At the beginning of the film, Peter is seen entering a large stone building with "Policia Nacional Jefatura" engraved over the entrance - which translates as "National Police Headquarters". It was the actual building at the time. Since the Castro revolution, the entryway has been re-engraved "Policia Nacional Revolucionaria Comandancia General".

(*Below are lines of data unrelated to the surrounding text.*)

PR #107, opened 2017-05-06
Reset k8s watcher retries number after a clean monitoring iteration

ivar-lazzaro:
when observe_and_monitor_loop runs, it only exits the function when
an error occurs or the thread is stopped. This because it's blocked
in a loop internal to the one already provided by the decorator.
Because of that, whenever an error occurs its retry count is increased
by the decorator without ever having a chance to be reset. This
change makes sure that the only loop in this method is the
decorator itself.

In addition, save hashtrees from the K8S watcher every time for
operational resources, even if they look like empty update, so
that we don't lose information about the node error state.

### DIFF
--- a/aim/agent/aid/universes/k8s/k8s_watcher.py
+++ b/aim/agent/aid/universes/k8s/k8s_watcher.py
@@ -149,29 +149,30 @@ class K8sWatcher(object):
     def persistence_thread(self):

At the beginning of the film is seen the S.S. Joseph R. Parrot, a railroad car ferry that ran between Havana and Palm Beach, Florida, and was owned by the West India Fruit and Steamship Company. Built in 1916, she was requisitioned by the U.S. Navy in 1942 and renamed the U.S.S. Salem (CM-11), serving as a mine-layer and submarine net layer. She served in the Mediterannean and Pacific theaters earning two battle stars. She returned to commercial service in 1947 and ran the ferry car route until it was discontinued c.1960 due to the Cuban revolution. Sold to a Honduran firm for use as a cargo ship, she was scrapped in 1970.
The tail number of James' dummy plane, NC54860, was an actual number assigned to a North American AT-6B owned by MGM at the time. The actual smuggling plane, marked NC80356, was in reality used on a 1946 Beech D-18S bought by MGM for use by Robert Taylor and his wife Barbara Stanwyck. Taylor named that plane "Missy" - his nickname for Stanwyck.
Palinov's fee of $1,000 to smuggle someone into the United States would be the equivalent of nearly $10,000 in 2016.